PR #3506, opened 2022-08-11
Make schema warnings available through navbar

bjoerge:
### Description
Currently we do not show any schema warnings in v3 studios *unless* there's also schema errors. This adds a button to easily view schema errors to the global navbar. This is only visible in dev mode (so you won't be able to see it in action on the preview deployment for this PR, but it it is enabled in this build: https://test-studio-itunv5byl.sanity.build/)
image

### Notes for release
- Schema warnings will now be accessible via the global nav bar in development mode


packages/sanity/src/studio/screens/schemaErrors/SchemaProblemGroups.tsx
```diff
@@ -0,0 +1,133 @@
...
+    const ret = []
+
+    for (const problemGroup of problemGroups) {
+      for (const problem of problemGroup.problems) {
+        ret.push({group: problemGroup, problem})
+      }
+    }
+
+    return ret
+  }, [problemGroups])
```
rexxars, line 37: Might be easier to use `React.memo` on the component here, since it is the only prop received?

packages/sanity/src/studio/components/navbar/schemaWarnings/SchemaWarningsButton.tsx
```diff
@@ -0,0 +1,101 @@
...
+    ) || []
+
+  const popoverProps = useMemo(
+    () => ({
+      constrainSize: true,
+      portal: true,
+      scheme: scheme,
+    }),
+    [scheme]
+  )
```
rexxars, line 39: I can't see this used anywhere?

packages/sanity/src/studio/components/navbar/schemaWarnings/SchemaWarningsButton.tsx
```diff
@@ -0,0 +1,101 @@
...
+        <Inline padding={2} space={2}>
+          <InfoOutlineIcon />
+          <Text muted size={1}>
+            Note: this message is only displayed during development
+          </Text>
+        </Inline>
+      ),
+      onClickOutside: handleClose,
+      onClose: handleClose,
+      scheme: 'light',
```
rexxars, line 67: Always light? If intentional, can we put a comment here to explain why?

rexxars (changes requested):
This is a fantastic idea! Couple of thoughts:

1. This message is helpful, but hard to spot at the bottom:
_Note: this message is only displayed during development_
Perhaps we can move it to the top to be gain more visibility?

2. I would love for the warnings to be sorted somehow - I guess they might implicitly be sorted by schema type? If so, I suppose that's alright! If not, sorting by schema type or type of error would be amazing.
3. I could see us having _config warnings_, so it would be nice if the dialog reflected this instead of explicitly saying "schema errors".
4. The "schema warning" header on each warning is a bit repetitive - perhaps we could instead show a "Schema warnings" header above the list?

packages/sanity/src/studio/components/navbar/schemaWarnings/SchemaWarningsButton.tsx
bjoerge: Copy paste err, thanks for spotting!

packages/sanity/src/studio/screens/schemaErrors/SchemaProblemGroups.tsx
bjoerge: This was already there from earlier (this file has been slightly modified + renamed and git doesn't seem to have picked it up).

packages/sanity/src/studio/components/navbar/schemaWarnings/SchemaWarningsButton.tsx
bjoerge: Copy paste from the ChangelogDialog - I've asked @hermanwikner if he knows why we need it there - will remove & update with a comment.

bjoerge: Ah - I realised now why it's needed: the navbar is dark schemed by default, so the dialog will inherit dark mode from it. That's an interesting issue - I guess what we'd want to express here is more like `scheme: "opposite"` or `scheme: "reset"` or something… 🤔

packages/sanity/src/studio/components/navbar/schemaWarnings/SchemaWarningsButton.tsx
```diff
@@ -0,0 +1,101 @@
...
+        selected={isDialogOpen}
+      />
+      {isDialogOpen && (
+        <Dialog
+          header={`Found ${groupsWithWarnings.length} warnings with the current schema`}
+          width={2}
+          {...dialogProps}
+          id={dialogId}
+        >
+          <Stack space={4} padding={3}>
```
hermanwikner, line 94: This `Stack` is unnecessary since the `SchemaProblemsGroup` has its once `Stack`. 

I suggest changing it to a `Box` and bump to `padding` to `4`!

```js
<Box padding={4}>
  <SchemaProblemGroups problemGroups={groupsWithWarnings} />
</Box>
```

hermanwikner:
The logo is not centered in mobile mode. I suggest, as with the changelog, to not show these warnings in mobile mode. This could be fixed by updating the `shouldRender` condition to `mediaIndex > 1 && isDev` in `Navbar` :)

Screenshot 2022-08-12 at 10 41 21

bjoerge:
Great feedback, thanks!

> 1. Perhaps we can move it to the top to be gain more visibility?

Like so? 
image

> 2. I would love for the warnings to be sorted somehow

I think they are currently appearing in the same order they are added to the schema. Each schema type are grouped together. I can sort them alphabetically by schema type name if you think that's better. The underlying data structure we use here groups all issues from the same "path" together, but at some point a decision was made to list them out flat/ungrouped in this view. Let's improve on this in a future iteration?

> 3. would be nice if the dialog reflected this instead of explicitly saying "schema errors".

I've changed the name of this thing to be "Configuration issues" now. Makes a lot of sense - great suggestion!

> 4. The "schema warning" header on each warning is a bit repetitive - perhaps we could instead show a "Schema warnings" header above the list?

I've changed the title to display the name and type of the schema type with the issue, I think helps, although it still repeats for multiple warnings for the same schema type, but given that we decided at some point do show these ungrouped I'm hesitant to do too much work in this area.

image

bjoerge:
> The logo is not centered in mobile mode.

Great suggestion! Fixed.

bjoerge:
@rexxars, @hermanwikner Here's a new deployment with your feedback addressed: https://test-studio-no0kiw57n.sanity.build/

hermanwikner (approved):
💯

rexxars (approved):
👍 💯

========

• _YOUR TASK_:
The data must be printed verbatim, line by line.

• _SOLVED EXERCISE_:
PR #3506, opened 2022-08-11
Make schema warnings available through navbar

bjoerge:
### Description
Currently we do not show any schema warnings in v3 studios *unless* there's also schema errors. This adds a button to easily view schema errors to the global navbar. This is only visible in dev mode (so you won't be able to see it in action on the preview deployment for this PR, but it it is enabled in this build: https://test-studio-itunv5byl.sanity.build/)
image

### Notes for release
- Schema warnings will now be accessible via the global nav bar in development mode


packages/sanity/src/studio/screens/schemaErrors/SchemaProblemGroups.tsx
```diff
@@ -0,0 +1,133 @@
...
+    const ret = []
+
+    for (const problemGroup of problemGroups) {
+      for (const problem of problemGroup.problems) {
+        ret.push({group: problemGroup, problem})
+      }
+    }
+
+    return ret
+  }, [problemGroups])
```
rexxars, line 37: Might be easier to use `React.memo` on the component here, since it is the only prop received?

packages/sanity/src/studio/components/navbar/schemaWarnings/SchemaWarningsButton.tsx
```diff
@@ -0,0 +1,101 @@
...
+    ) || []
+
+  const popoverProps = useMemo(
+    () => ({
+      constrainSize: true,
+      portal: true,
+      scheme: scheme,
+    }),
+    [scheme]
+  )
```
rexxars, line 39: I can't see this used anywhere?

packages/sanity/src/studio/components/navbar/schemaWarnings/SchemaWarningsButton.tsx
```diff
@@ -0,0 +1,101 @@
...
+        <Inline padding={2} space={2}>
+          <InfoOutlineIcon />
+          <Text muted size={1}>
+            Note: this message is only displayed during development
+          </Text>
+        </Inline>
+      ),
+      onClickOutside: handleClose,
+      onClose: handleClose,
+      scheme: 'light',
```
rexxars, line 67: Always light? If intentional, can we put a comment here to explain why?

rexxars (changes requested):
This is a fantastic idea! Couple of thoughts:

1. This message is helpful, but hard to spot at the bottom:
_Note: this message is only displayed during development_
Perhaps we can move it to the top to be gain more visibility?

2. I would love for the warnings to be sorted somehow - I guess they might implicitly be sorted by schema type? If so, I suppose that's alright! If not, sorting by schema type or type of error would be amazing.
3. I could see us having _config warnings_, so it would be nice if the dialog reflected this instead of explicitly saying "schema errors".
4. The "schema warning" header on each warning is a bit repetitive - perhaps we could instead show a "Schema warnings" header above the list?

packages/sanity/src/studio/components/navbar/schemaWarnings/SchemaWarningsButton.tsx
bjoerge: Copy paste err, thanks for spotting!

packages/sanity/src/studio/screens/schemaErrors/SchemaProblemGroups.tsx
bjoerge: This was already there from earlier (this file has been slightly modified + renamed and git doesn't seem to have picked it up).

packages/sanity/src/studio/components/navbar/schemaWarnings/SchemaWarningsButton.tsx
bjoerge: Copy paste from the ChangelogDialog - I've asked @hermanwikner if he knows why we need it there - will remove & update with a comment.

bjoerge: Ah - I realised now why it's needed: the navbar is dark schemed by default, so the dialog will inherit dark mode from it. That's an interesting issue - I guess what we'd want to express here is more like `scheme: "opposite"` or `scheme: "reset"` or something… 🤔

packages/sanity/src/studio/components/navbar/schemaWarnings/SchemaWarningsButton.tsx
```diff
@@ -0,0 +1,101 @@
...
+        selected={isDialogOpen}
+      />
+      {isDialogOpen && (
+        <Dialog
+          header={`Found ${groupsWithWarnings.length} warnings with the current schema`}
+          width={2}
+          {...dialogProps}
+          id={dialogId}
+        >
+          <Stack space={4} padding={3}>
```
hermanwikner, line 94: This `Stack` is unnecessary since the `SchemaProblemsGroup` has its once `Stack`. 

I suggest changing it to a `Box` and bump to `padding` to `4`!

```js
<Box padding={4}>
  <SchemaProblemGroups problemGroups={groupsWithWarnings} />
</Box>
```

hermanwikner:
The logo is not centered in mobile mode. I suggest, as with the changelog, to not show these warnings in mobile mode. This could be fixed by updating the `shouldRender` condition to `mediaIndex > 1 && isDev` in `Navbar` :)

Screenshot 2022-08-12 at 10 41 21

bjoerge:
Great feedback, thanks!

> 1. Perhaps we can move it to the top to be gain more visibility?

Like so? 
image

> 2. I would love for the warnings to be sorted somehow

I think they are currently appearing in the same order they are added to the schema. Each schema type are grouped together. I can sort them alphabetically by schema type name if you think that's better. The underlying data structure we use here groups all issues from the same "path" together, but at some point a decision was made to list them out flat/ungrouped in this view. Let's improve on this in a future iteration?

> 3. would be nice if the dialog reflected this instead of explicitly saying "schema errors".

I've changed the name of this thing to be "Configuration issues" now. Makes a lot of sense - great suggestion!

> 4. The "schema warning" header on each warning is a bit repetitive - perhaps we could instead show a "Schema warnings" header above the list?

I've changed the title to display the name and type of the schema type with the issue, I think helps, although it still repeats for multiple warnings for the same schema type, but given that we decided at some point do show these ungrouped I'm hesitant to do too much work in this area.

image

bjoerge:
> The logo is not centered in mobile mode.

Great suggestion! Fixed.

bjoerge:
@rexxars, @hermanwikner Here's a new deployment with your feedback addressed: https://test-studio-no0kiw57n.sanity.build/

hermanwikner (approved):
💯

rexxars (approved):
👍 💯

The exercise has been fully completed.